> [Given records]
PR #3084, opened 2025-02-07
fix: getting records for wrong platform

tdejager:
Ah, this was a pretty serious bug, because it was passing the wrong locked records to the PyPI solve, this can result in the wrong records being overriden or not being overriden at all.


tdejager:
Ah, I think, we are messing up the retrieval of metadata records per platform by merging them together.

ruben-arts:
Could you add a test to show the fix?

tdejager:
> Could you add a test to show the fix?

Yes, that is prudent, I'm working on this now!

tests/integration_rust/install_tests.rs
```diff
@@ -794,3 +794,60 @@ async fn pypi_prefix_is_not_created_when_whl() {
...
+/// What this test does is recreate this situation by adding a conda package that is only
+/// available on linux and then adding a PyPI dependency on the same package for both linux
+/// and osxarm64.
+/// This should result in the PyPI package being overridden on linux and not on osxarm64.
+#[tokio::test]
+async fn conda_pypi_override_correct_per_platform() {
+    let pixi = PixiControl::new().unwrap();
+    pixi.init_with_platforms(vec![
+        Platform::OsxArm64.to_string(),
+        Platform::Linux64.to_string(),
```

* * *

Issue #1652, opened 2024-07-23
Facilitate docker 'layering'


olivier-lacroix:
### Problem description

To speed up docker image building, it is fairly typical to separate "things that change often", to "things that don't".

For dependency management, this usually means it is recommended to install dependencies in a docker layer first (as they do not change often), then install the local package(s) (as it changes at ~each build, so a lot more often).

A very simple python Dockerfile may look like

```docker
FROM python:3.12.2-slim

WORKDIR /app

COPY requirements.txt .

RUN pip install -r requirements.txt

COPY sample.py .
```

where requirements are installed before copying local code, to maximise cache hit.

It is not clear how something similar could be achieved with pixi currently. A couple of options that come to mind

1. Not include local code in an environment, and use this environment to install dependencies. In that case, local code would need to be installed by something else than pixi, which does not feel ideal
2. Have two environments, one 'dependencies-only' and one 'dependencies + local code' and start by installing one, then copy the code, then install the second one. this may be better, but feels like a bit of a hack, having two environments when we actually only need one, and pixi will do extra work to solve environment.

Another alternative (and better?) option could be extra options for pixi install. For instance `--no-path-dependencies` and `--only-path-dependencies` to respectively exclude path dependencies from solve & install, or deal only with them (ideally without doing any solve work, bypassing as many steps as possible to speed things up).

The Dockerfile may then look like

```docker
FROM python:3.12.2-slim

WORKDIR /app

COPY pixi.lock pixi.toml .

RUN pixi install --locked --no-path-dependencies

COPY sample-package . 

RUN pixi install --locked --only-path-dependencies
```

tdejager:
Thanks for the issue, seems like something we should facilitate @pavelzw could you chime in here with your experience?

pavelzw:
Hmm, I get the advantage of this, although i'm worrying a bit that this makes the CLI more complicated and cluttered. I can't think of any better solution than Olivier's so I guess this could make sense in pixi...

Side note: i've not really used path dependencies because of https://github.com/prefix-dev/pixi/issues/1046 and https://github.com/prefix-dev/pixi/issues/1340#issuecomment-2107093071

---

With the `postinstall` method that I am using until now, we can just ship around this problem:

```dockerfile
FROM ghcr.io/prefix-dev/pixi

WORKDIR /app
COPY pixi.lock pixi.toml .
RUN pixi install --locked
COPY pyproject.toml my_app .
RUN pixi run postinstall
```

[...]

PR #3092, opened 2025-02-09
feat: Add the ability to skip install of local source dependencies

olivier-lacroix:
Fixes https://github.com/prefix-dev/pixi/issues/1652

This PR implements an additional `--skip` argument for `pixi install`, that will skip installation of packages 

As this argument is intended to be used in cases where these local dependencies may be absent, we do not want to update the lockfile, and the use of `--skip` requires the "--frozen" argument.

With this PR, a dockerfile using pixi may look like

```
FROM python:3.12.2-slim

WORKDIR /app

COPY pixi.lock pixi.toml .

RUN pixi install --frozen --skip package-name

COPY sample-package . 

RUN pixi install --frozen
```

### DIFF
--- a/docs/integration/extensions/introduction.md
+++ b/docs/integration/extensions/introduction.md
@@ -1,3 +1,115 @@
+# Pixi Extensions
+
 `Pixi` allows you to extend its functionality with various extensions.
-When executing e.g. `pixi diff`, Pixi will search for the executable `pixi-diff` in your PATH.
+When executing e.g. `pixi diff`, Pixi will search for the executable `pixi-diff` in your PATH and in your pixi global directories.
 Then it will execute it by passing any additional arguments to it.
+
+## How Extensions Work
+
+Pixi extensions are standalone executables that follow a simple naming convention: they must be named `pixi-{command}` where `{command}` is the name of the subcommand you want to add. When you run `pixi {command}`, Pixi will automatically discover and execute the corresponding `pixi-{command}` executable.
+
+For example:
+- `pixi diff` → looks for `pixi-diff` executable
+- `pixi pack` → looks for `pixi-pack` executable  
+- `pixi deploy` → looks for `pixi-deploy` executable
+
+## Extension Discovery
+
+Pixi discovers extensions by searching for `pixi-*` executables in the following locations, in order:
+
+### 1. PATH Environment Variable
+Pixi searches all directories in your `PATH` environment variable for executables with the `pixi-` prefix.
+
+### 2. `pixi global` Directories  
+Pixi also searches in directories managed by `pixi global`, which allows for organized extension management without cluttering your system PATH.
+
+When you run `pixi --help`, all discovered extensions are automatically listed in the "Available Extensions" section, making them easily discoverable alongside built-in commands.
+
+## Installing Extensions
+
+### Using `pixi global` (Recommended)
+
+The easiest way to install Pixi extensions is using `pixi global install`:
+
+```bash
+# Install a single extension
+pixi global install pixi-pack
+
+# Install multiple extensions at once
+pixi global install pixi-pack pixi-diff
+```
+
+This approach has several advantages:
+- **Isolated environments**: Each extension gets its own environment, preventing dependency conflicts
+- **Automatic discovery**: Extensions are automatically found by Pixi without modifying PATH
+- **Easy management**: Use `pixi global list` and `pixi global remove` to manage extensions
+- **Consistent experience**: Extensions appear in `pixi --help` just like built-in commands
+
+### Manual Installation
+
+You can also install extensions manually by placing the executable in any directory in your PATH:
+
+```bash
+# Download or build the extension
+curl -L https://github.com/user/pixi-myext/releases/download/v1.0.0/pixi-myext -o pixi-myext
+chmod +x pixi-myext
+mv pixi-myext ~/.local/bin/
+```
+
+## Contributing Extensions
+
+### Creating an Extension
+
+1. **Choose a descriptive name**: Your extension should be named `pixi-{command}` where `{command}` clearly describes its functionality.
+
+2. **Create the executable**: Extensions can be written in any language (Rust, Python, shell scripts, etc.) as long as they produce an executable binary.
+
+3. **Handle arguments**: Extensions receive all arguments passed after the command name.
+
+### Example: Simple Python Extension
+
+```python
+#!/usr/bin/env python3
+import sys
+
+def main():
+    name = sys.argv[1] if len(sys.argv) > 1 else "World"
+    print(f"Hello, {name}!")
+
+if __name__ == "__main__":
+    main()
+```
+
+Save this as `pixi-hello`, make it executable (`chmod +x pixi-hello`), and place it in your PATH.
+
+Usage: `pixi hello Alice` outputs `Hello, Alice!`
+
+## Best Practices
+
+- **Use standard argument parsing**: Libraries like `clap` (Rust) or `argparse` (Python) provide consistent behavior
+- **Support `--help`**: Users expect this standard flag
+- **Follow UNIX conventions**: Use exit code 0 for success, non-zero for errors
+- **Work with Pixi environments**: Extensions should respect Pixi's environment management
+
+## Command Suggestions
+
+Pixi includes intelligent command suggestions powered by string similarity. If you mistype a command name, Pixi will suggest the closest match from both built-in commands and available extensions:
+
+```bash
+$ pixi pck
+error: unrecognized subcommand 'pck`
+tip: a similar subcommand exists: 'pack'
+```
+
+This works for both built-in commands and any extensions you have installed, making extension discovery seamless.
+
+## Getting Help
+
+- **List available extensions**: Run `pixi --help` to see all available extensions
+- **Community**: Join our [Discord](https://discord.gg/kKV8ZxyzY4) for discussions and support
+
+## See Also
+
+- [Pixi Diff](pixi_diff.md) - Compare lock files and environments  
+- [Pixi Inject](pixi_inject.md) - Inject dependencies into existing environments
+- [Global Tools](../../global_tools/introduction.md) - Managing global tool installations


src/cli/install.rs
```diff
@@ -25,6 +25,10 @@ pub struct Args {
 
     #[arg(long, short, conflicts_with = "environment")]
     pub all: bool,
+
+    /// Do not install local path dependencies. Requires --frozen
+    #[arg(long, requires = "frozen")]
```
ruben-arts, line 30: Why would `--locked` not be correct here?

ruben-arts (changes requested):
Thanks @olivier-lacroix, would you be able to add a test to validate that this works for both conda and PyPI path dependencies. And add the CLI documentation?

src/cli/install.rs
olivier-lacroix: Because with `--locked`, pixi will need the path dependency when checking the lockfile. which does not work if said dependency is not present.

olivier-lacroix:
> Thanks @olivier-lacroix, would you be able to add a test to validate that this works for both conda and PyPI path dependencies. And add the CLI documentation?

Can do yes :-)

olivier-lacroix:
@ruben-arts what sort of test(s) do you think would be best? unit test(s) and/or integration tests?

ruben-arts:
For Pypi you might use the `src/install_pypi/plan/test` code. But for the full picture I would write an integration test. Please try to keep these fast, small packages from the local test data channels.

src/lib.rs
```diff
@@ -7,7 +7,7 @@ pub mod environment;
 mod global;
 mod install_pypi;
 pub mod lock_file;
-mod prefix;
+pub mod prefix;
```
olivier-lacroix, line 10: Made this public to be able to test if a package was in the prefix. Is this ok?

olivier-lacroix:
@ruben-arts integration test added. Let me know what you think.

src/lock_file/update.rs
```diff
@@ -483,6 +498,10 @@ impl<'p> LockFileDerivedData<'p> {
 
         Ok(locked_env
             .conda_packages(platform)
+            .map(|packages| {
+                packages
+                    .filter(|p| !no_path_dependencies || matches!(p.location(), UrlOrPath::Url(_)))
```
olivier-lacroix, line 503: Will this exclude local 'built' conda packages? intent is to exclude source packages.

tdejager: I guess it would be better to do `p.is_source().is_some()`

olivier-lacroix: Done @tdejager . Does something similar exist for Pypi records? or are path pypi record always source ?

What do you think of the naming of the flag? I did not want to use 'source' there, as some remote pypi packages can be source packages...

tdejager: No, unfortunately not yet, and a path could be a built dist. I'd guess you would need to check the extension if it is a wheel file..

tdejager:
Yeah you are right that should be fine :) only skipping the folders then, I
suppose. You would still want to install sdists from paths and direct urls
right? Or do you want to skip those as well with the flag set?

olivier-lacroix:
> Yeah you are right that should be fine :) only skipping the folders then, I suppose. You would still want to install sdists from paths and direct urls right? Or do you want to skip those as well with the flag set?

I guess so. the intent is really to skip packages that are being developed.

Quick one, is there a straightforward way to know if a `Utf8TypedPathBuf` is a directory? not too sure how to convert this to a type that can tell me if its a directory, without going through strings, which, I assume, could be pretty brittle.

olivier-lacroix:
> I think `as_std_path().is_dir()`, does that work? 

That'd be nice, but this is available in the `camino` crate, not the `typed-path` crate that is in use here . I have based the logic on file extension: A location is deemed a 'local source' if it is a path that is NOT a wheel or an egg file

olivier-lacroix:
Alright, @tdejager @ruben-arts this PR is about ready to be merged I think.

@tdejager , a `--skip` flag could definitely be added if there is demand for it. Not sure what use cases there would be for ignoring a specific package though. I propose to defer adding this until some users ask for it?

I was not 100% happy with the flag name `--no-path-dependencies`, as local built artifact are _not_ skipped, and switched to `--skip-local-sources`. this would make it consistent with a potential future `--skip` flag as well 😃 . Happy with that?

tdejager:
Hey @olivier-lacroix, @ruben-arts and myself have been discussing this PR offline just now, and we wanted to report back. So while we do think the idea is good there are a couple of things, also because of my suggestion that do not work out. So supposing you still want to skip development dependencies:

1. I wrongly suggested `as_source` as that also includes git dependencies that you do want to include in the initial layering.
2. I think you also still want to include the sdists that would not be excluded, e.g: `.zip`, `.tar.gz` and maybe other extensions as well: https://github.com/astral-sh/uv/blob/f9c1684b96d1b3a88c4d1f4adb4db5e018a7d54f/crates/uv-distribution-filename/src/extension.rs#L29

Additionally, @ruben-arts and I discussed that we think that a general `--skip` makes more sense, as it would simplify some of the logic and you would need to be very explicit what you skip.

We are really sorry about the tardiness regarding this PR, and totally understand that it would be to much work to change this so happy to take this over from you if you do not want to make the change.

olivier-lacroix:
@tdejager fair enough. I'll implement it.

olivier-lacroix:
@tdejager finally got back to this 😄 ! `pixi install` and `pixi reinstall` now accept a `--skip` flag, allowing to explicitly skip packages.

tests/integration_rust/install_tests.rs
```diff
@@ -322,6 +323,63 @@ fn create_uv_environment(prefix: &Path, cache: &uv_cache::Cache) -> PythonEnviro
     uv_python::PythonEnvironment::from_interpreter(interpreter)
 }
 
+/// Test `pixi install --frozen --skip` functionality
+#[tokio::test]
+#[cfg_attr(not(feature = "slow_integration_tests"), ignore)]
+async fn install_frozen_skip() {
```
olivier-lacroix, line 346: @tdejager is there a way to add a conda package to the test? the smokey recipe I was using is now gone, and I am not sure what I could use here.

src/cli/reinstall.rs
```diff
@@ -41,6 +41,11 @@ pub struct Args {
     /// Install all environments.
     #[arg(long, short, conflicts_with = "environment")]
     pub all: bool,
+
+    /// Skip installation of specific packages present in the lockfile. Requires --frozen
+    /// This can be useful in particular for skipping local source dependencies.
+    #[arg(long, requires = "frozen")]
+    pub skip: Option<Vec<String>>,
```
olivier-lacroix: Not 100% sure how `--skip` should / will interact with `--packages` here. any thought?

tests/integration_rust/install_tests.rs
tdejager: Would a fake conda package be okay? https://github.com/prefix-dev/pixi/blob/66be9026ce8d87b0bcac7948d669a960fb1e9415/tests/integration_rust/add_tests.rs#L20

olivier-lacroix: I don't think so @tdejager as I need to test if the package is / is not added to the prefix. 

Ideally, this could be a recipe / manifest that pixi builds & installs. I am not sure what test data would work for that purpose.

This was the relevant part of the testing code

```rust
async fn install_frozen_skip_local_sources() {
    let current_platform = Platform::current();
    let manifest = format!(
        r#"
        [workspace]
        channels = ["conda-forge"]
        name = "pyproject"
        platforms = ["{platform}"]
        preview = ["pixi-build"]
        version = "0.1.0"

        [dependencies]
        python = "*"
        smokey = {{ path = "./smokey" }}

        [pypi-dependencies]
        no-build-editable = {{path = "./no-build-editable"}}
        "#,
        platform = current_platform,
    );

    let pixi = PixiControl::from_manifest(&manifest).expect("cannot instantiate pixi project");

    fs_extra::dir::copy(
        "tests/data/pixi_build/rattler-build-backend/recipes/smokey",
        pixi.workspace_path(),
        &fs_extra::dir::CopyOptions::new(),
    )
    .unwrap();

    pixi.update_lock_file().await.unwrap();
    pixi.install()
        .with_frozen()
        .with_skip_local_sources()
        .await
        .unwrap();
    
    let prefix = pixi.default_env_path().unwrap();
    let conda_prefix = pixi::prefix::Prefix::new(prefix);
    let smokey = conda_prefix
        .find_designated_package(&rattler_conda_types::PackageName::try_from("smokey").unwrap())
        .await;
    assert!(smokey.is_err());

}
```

> [Task statement]
Each line above with the word "better" must be returned.

> [Task solution]
2. Have two environments, one 'dependencies-only' and one 'dependencies + local code' and start by installing one, then copy the code, then install the second one. this may be better, but feels like a bit of a hack, having two environments when we actually only need one, and pixi will do extra work to solve environment.
Another alternative (and better?) option could be extra options for pixi install. For instance `--no-path-dependencies` and `--only-path-dependencies` to respectively exclude path dependencies from solve & install, or deal only with them (ideally without doing any solve work, bypassing as many steps as possible to speed things up).
Hmm, I get the advantage of this, although i'm worrying a bit that this makes the CLI more complicated and cluttered. I can't think of any better solution than Olivier's so I guess this could make sense in pixi...
tdejager: I guess it would be better to do `p.is_source().is_some()`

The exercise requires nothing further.